Factual Flaws of Missouri’s Complaint

Worse than these legal flaws, however, is Missouri’s decision to accuse China of a coronavirus misinformation campaign while simultaneously attempting to pass-off conspiracy theories and falsehoods as facts. Most fundamentally, a central claim of the complaint—that SarsCoV-2 was man-made in a Chinese lab—has been debunked, and reports about the inaccuracy of this conspiracy theory were available before and at the time Missouri drafted its complaint. Multiple Fox News stories, which ran in mid-April, claiming that SarsCoV-2 was made in a lab, were cited by Missouri in its lawsuit. And, while Fox News itself issued a report correcting its own news before the lawsuit was filed, that information did not make it into the complaint.

Throughout the complaint, Missouri implies that China acted deliberately to harm the global community. “The virus unleashed by the Communist Party of China and the Chinese government has left no community in the world untouched.” The allegations that Chinese officials were slow to react to mounting infections, that they denied human-to-human transmission until it was impossible to ignore, that they refused to allow American scientists into China to observe, and that they hoarded PPE are all designed to depict China as, at best, reckless in the face of a global public health emergency.

Conclusion

We are not here to defend China. Its conduct was irresponsible, even reprehensible, and it contributed to the scope of the pandemic today. But so too were the actions and inactions of nearly every country, including the United States. The Trump administration and several state governments—including Missouri’s—ignored the warning signs in China until it was too late. They downplayed infections in Italy, and the first infections in the U.S. Wishful thinking passed for policy until there was no denying reality. Now, rather than cope with the complicated truth, Missouri’s Attorney General—mimicking discourses emanating from the federal government—has used this lawsuit to write a melodrama. It casts China as the mustache-twisting villain and Missourians as the damsel tied to the tracks as a coronavirus train rounds the corner full speed ahead.

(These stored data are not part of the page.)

PR #738, opened 2022-03-17
Update loginfo API endpoint to return information about inactive shards

### LINKED ISSUE #713: Need to update state.json for new shards
Otherwise, the output for `loginfo` is:

```
[rekor@fedora rekor]$ rekor-cli loginfo --rekor_server http://127.0.0.1:3000
current size of tree reported from server 1 is less than previously persisted state 19
```

priyawadhwa:
I updated the `LogInfo` object in the openapi spec to also return information about inactive shards. 

This PR also updates `rekor-cli loginfo` to verify inactive shards if they exist. `loginfo` will now first attempt to store state in `state.json` by TreeID instead of URL (that's because the URL for different shards is the same so this will prevent shards overwriting each other). If no TreeID is present then it will fall back to using the URL, so this change is backwards compatible.

This PR also updates the sharding integration test to run loginfo on inactive shards to ensure this works as expected.

cc @lkatalin @bobcallaway 

fixes https://github.com/sigstore/rekor/issues/713

```release-note
Return loginfo data for inactive shards if they exist when calling `/api/v1/log`.
```


pkg/api/tlog.go
```diff
@@ -136,3 +152,47 @@ func GetLogProofHandler(params tlog.GetLogProofParams) middleware.Responder {
 
 	return tlog.NewGetLogProofOK().WithPayload(&consistencyProof)
 }
+
+func inactiveShardLogInfo(ctx context.Context, tid int64) (*models.InactiveShardLogInfo, error) {
+	tc := NewTrillianClientFromTreeID(ctx, tid)
+	resp := tc.getLatest(0)
+	if resp.status != codes.OK {
+		return nil, fmt.Errorf("resp code is not OK")
```
dlorenc: nit: maybe log the actual response code?

dlorenc (commented):
One tiny not, otherwise LGTM!

pkg/api/tlog.go
```diff
@@ -136,3 +152,47 @@ func GetLogProofHandler(params tlog.GetLogProofParams) middleware.Responder {
...
+	})
+	if err != nil {
+		return nil, err
+	}
+	sth.SetTimestamp(uint64(time.Now().UnixNano()))
+
+	// sign the log root ourselves to get the log root signature
+	if _, err := sth.Sign(viper.GetString("rekor_server.hostname"), api.signer, options.WithContext(ctx)); err != nil {
+		return nil, err
+	}
```
lkatalin, line 185: How does this get the log root signature?

cmd/rekor-cli/app/log_info.go
```diff
@@ -115,19 +142,24 @@ func verifyTree(rekorClient *rclient.Rekor, signedTreeHead, serverURL string) er
...
 		return err
 	}
 
 	if viper.GetBool("store_tree_state") {
+		if treeID != "" {
+			if err := state.Dump(treeID, &sth); err != nil {
+				log.CliLogger.Infof("Unable to store previous state: %v", err)
+			}
+		}
 		if err := state.Dump(serverURL, &sth); err != nil {
```
lkatalin, line 155: If there is no `treeID` this will just dump from the URL, but if there is both a `treeID` and a URL, what happens? Does the URL only cover the active tree and only in the case of an older client? Or does some state get stored twice?

lkatalin (approved):
Awesome!
I had a couple of informational questions that would help me understand some of the code.

cmd/rekor-cli/app/log_info.go
priyawadhwa: Some state will get stored twice! But when reading from the file the client will always prefer the `treeID` over the URL.

lkatalin: Okay cool, yeah I see that in `oldState`. Just trying to understand the mechanism here - the URL covers all trees, right? What does dumping by `treeID` (if available) add?

pkg/api/tlog.go
priyawadhwa: So this calls the [Sign]([pkg/api/tlog.go](https://github.com/sigstore/rekor/pull/738/files/e8d9d0e7e6e310fc247e1dbaed34207588c4d55c#diff-3f7114b69ea9d0ea2ade2f57bd77a2920a3b8337495e35de0e6b26588309abe0)) function, which stores the signature in the struct:

https://github.com/sigstore/rekor/blob/ebc1d7ae9a87a88e7b823f0f6921e74899cda914/pkg/util/signed_note.go#L69

To access it you would call `sth.Signatures`. Sorry if that wasn't clear, let me know if that doesn't answer your question!

cmd/rekor-cli/app/log_info.go
priyawadhwa: So if we have two shards, they'll be accessed at the same URL (e.g. rekor.sigstore.dev). We can't store state for both of them, because the key by URL would be the same. The TreeID is unique for each shard, so we can store state for all shards at once if we use `treeID` as the key.

pkg/api/tlog.go
lkatalin: Ah okay, I think I get it, this enables us to get the signature later (not in this line of code) with `sth.Signatures` - the lack of clarity is just from me being less familiar here, I appreciate the explanation.

cmd/rekor-cli/app/log_info.go
lkatalin: I think this makes sense, I see it is a hash map so we're giving it differentiated keys. I will try to get some output to see it for myself. Thanks for the explanation.

dlorenc (approved):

While much of the United States’ inadequate response to COVID-19 is attributable to basic failures in pandemic preparedness and flawed early-stage interventions—recall, among other examples, the extinction of the Directorate for Global Health Security and Biodefense at the National Security Council in 2018, or the lack of COVID-19 tests months into the pandemic—there is also a strategic component to the Missouri lawsuit that helps pave the way for the United States to turn finger-pointing at China into a tool of economic retaliation. On April 30th, it was reported that the Trump Administration was planning to impose economic sanctions on China for its role in the pandemic—a role that has been grossly overblown by the Administration and echoed in the Missouri lawsuit, and for which the United States is not allowed to retaliate under international law. As reported, these sanctions are aimed at curtailing the growth of strategic sectors of the Chinese economy, a move already attempted before the outbreak through the imposition of tariffs. If new sanctions are indeed imposed, the trade war between the two countries will enter a new chapter, brought about by the instrumentalization of a public health crisis for economic purposes. The (mis)use of the judicial process to shift the blame abroad in the Missouri lawsuit is but one piece of a larger plan with an increasingly visible economic agenda.